OpenEM: Large-scale multi-structure 3D dataset for electromagnetic methods

Electromagnetic methods are among the most widely used techniques in the geophysical exploration industry due to their efficiency and non-invasive nature. However, their data processing workflows are highly time-consuming and strongly dependent on expert intervention. With the rapid and broad success of deep learning, applying deep learning techniques to electromagnetic methods to overcome the limitations of traditional approaches has become an active area of research. The effectiveness of deep learning methods, however, largely depends on the quality of the dataset, which directly influences model performance and generalization capability. Existing applications typically rely on self-constructed datasets composed of randomly generated one-dimensional models or structurally simple three-dimensional models, which fail to capture the complexity of realistic geological environments.

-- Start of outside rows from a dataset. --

PR #898, opened 2020-02-20
protocoldetector: lengthen line break for ping1d

jaxxzer:


patrickelectric:
@tcanabrava this patch is for a hardware communication with a defined time between operations for proper hardware configuration.
A solution for this is the creation of a thread to do the necessary probe and hardware configuration, avoiding any sleep in the main thread. but this in unrelated to this patch.

About the increase of the sleep call, we need to help the serial break condition longer for proper hardware identification.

Moreover, the absence of a unified and publicly available three-dimensional geoelectrical model repository has further constrained the development of deep learning for three-dimensional electromagnetic exploration. To address these challenges, we introduce OpenEM, a large-scale, multi-structural three-dimensional geoelectrical model repository that incorporates a wide range of geologically plausible subsurface structures.

OpenEM comprises nine categories of geoelectrical models, encompassing a wide spectrum of subsurface structures ranging from simple to complex. These include models of homogeneous half-spaces with embedded anomalous bodies, as well as configurations featuring flat stratigraphy, curved stratigraphy, planar faults, curved faults, and their variants containing anomalous bodies. The resistivity values span from 1 to 2000 Ω·m, with the number of layers ranging from three to seven. In models containing anomalous bodies, the number of anomalies varies from one to five, and both regular and irregular geometries are considered to enhance dataset diversity and realistic representativeness. In addition, OpenEM is accompanied by a three-dimensional model generator that enables fully controllable model construction, allowing users to customize structural configurations, including resistivity magnitudes, fault geometries and locations, as well as the size, shape, and placement of anomalous bodies.

OpenEM provides a unified, comprehensive, and large-scale dataset for common electromagnetic exploration systems, thereby promoting the application of deep learning methods in electromagnetic prospecting.